§ THE TASK:
After locating the line that contains "This PR adds" in the following entries, reproduce it and each later line exactly, including the last.

# # # #

PR #7049, opened 2025-03-02
feat: Use LLM-generated natural-language descriptions as conversation title

xingyaoww:
- [x] This change is worth documenting at https://docs.all-hands.dev/
- [x] Include this change in the Release Notes. If checked, you **must** provide an **end-user friendly** description for your change below

**End-user friendly description of the problem this fixes or functionality that this introduces.**

Use LLM-generated natural-language descriptions as conversation title

---
**Give a summary of what the PR does, explaining any non-trivial design decisions.**

This PR adds the LLM call to generate a title. If the LLM call fails, we fall back to the existing way of generating titles.

It is working:

image

---
**Link of any specific issues this addresses.**

Fixes https://github.com/All-Hands-AI/OpenHands/issues/6894

---

To run this PR locally, use the following command:
```
docker run -it --rm   -p 3000:3000   -v /var/run/docker.sock:/var/run/docker.sock   --add-host host.docker.internal:host-gateway   -e SANDBOX_RUNTIME_CONTAINER_IMAGE=docker.all-hands.dev/all-hands-ai/runtime:346439c-nikolaik   --name openhands-app-346439c   docker.all-hands.dev/all-hands-ai/openhands:346439c
```

PR #7605, opened 2025-03-31
Update login to this endpoint

xingyaoww:
This PR addresses the feedback from PR #7049 by improving the documentation for the conversation title update endpoint. 

Changes:
- Added detailed docstring to the PATCH endpoint to clarify its purpose for title updates
- Maintained the existing implementation where GET requests only set a flag without modifying data
- PATCH requests handle the actual title generation and updates

This follows RESTful principles where GET requests are read-only and PATCH requests handle modifications.

### DIFF
--- a/frontend/src/api/open-hands.types.ts
+++ b/frontend/src/api/open-hands.types.ts
@@ -77,6 +77,7 @@ export interface Conversation {
   last_updated_at: string;
   created_at: string;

# # # #

§ SOLUTION TO THIS TASK:
This PR adds the LLM call to generate a title. If the LLM call fails, we fall back to the existing way of generating titles.

It is working:

image

---
**Link of any specific issues this addresses.**

Fixes https://github.com/All-Hands-AI/OpenHands/issues/6894

---

To run this PR locally, use the following command:
```
docker run -it --rm   -p 3000:3000   -v /var/run/docker.sock:/var/run/docker.sock   --add-host host.docker.internal:host-gateway   -e SANDBOX_RUNTIME_CONTAINER_IMAGE=docker.all-hands.dev/all-hands-ai/runtime:346439c-nikolaik   --name openhands-app-346439c   docker.all-hands.dev/all-hands-ai/openhands:346439c
```

PR #7605, opened 2025-03-31
Update login to this endpoint

xingyaoww:
This PR addresses the feedback from PR #7049 by improving the documentation for the conversation title update endpoint. 

Changes:
- Added detailed docstring to the PATCH endpoint to clarify its purpose for title updates
- Maintained the existing implementation where GET requests only set a flag without modifying data
- PATCH requests handle the actual title generation and updates

This follows RESTful principles where GET requests are read-only and PATCH requests handle modifications.

### DIFF
--- a/frontend/src/api/open-hands.types.ts
+++ b/frontend/src/api/open-hands.types.ts
@@ -77,6 +77,7 @@ export interface Conversation {
   last_updated_at: string;
   created_at: string;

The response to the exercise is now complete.